HF and gut dysfunction are interlinked through complex, mutually reinforcing mechanisms involving dysbiosis, SCFA depletion, harmful metabolites (e.g., TMAO, indoxyl sulfate), intestinal barrier disruption, and systemic inflammation. While HF likely initiates many of these changes via congestion and hypoperfusion, gut-derived pathways may also precede and exacerbate cardiovascular disease. Future progress requires large, well-designed human studies that concurrently assess luminal composition, barrier integrity, and systemic inflammatory markers to clarify causal sequences and identify optimal targets. Ultimately, a multifaceted therapeutic approach—combining guideline-directed HF therapy with tailored gut-focused interventions (diet, microbial enzyme modulation, barrier support, and selective immunomodulation)—may improve HF outcomes.

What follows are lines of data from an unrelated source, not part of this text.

PR #14569, opened 2019-01-11
Allow useReducer to bail out of rendering by returning previous state

acdlite:
This is conceptually similar to `shouldComponentUpdate`, except because there could be multiple `useReducer` (or `useState`) Hooks in a single component, we can only bail out if none of the Hooks produce a new value. We also can't bail out if any the other types of inputs — state and context — have changed.

These optimizations rely on the constraint that components are pure functions of props, state, and context.

In some cases, we can bail out without entering the render phase by eagerly computing the next state and comparing it to the current one. This only works if we are absolutely certain that the queue is empty at the time of the update. In concurrent mode, this is difficult to determine, because there could be multiple copies of the queue and we don't know which one is current without doing lots of extra work, which would defeat the purpose of the optimization. However, in our implementation, there are at most only two copies of the queue, and if *both* are empty then we know that the current queue must be.

Summary of changes:
- We use the `PerformedWork` effect tag bit to track whether a component's props, state, or context has changed. This means we need to mark it dirty every time we detect that one of those inputs has a new value. Props and state are fairly straightforward, but context is tricky. I had to add a field to the context object that represents whether the context object has changed (`changedBits`). This results in additional runtime cost every time context is read.
  - Alternatively, we could add a field somewhere on the fiber or update queue that we mark while scanning from the provider. This trade would memory for runtime performance.
- If a component bails out, we can remove the update priority flag from the current fiber. Normally we only mutate the current tree in the commit phase, never in the render phase. In this case it's ok to do because the update priority field only affects whether React needs to visit that fiber. If we receive new props, state, or context, then the fiber will be visited again anyway.


packages/react-reconciler/src/__tests__/ReactNewContext-test.internal.js
```diff
@@ -46,25 +46,25 @@ describe('ReactNewContext', () => {
...
+  //     },
+  // );
+  // sharedContextTests('useContext inside forwardRef component', Context =>
+  //   React.forwardRef(function Consumer(props, ref) {
+  //     const observedBits = props.unstable_observedBits;
+  //     const contextValue = useContext(Context, observedBits);
+  //     const render = props.children;
+  //     return render(contextValue);
+  //   }),
+  // );
```
sebmarkbage: Why are all these tests commented out?

packages/react-reconciler/src/ReactFiberScheduler.js
```diff
@@ -1757,6 +1757,7 @@ function scheduleWorkToRoot(fiber: Fiber, expirationTime): FiberRoot | null {
           interactions.forEach(interaction => {
             if (!pendingInteractions.has(interaction)) {
               // Update the pending async work count for previously unscheduled interaction.
+
```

- Narrative review without a formal systematic search or meta-analysis; potential selection bias of included evidence. - Heterogeneity of human studies (populations, HF phenotypes, endpoints) and limited sample sizes in several trials. - Conflicting or neutral results for some interventions (e.g., anti-TNF agents, rifaximin, Saccharomyces boulardii), limiting generalizability. - Dietary intake data are often lacking in cardiovascular studies, complicating interpretation of microbiota/metabolite associations. - Ethnic and dietary differences influence metabolite levels (e.g., TMAO), affecting external validity. - Adverse effect concerns for certain targets (e.g., FMO3 inhibition causing hepatic inflammation and trimethylaminuria) may limit clinical application.